PR #918, opened 2023-02-24
v03 get state update

### LINKED ISSUE #865: v0.3 `starknet_getStateUpdate`

CHr15F0x:
Same as v02 except for the returned type which takes into account [changes introduced by v03](https://github.com/starkware-libs/starknet-specs/blob/master/api/starknet_api_openrpc.json#L943):
- deprecated_declared_contracts,
- declared_contracts.

`replaced_classes` is not present as it is not mentioned in the spec, we should clarify this with SW.

Depends on #917 . Fixes #865 .

### DIFF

• • • •

## Work to complete:
Please output each record exactly as it appears above.

## Exercise solution:
PR #918, opened 2023-02-24
v03 get state update

### LINKED ISSUE #865: v0.3 `starknet_getStateUpdate`

CHr15F0x:
Same as v02 except for the returned type which takes into account [changes introduced by v03](https://github.com/starkware-libs/starknet-specs/blob/master/api/starknet_api_openrpc.json#L943):
- deprecated_declared_contracts,
- declared_contracts.

`replaced_classes` is not present as it is not mentioned in the spec, we should clarify this with SW.

Depends on #917 . Fixes #865 .

### DIFF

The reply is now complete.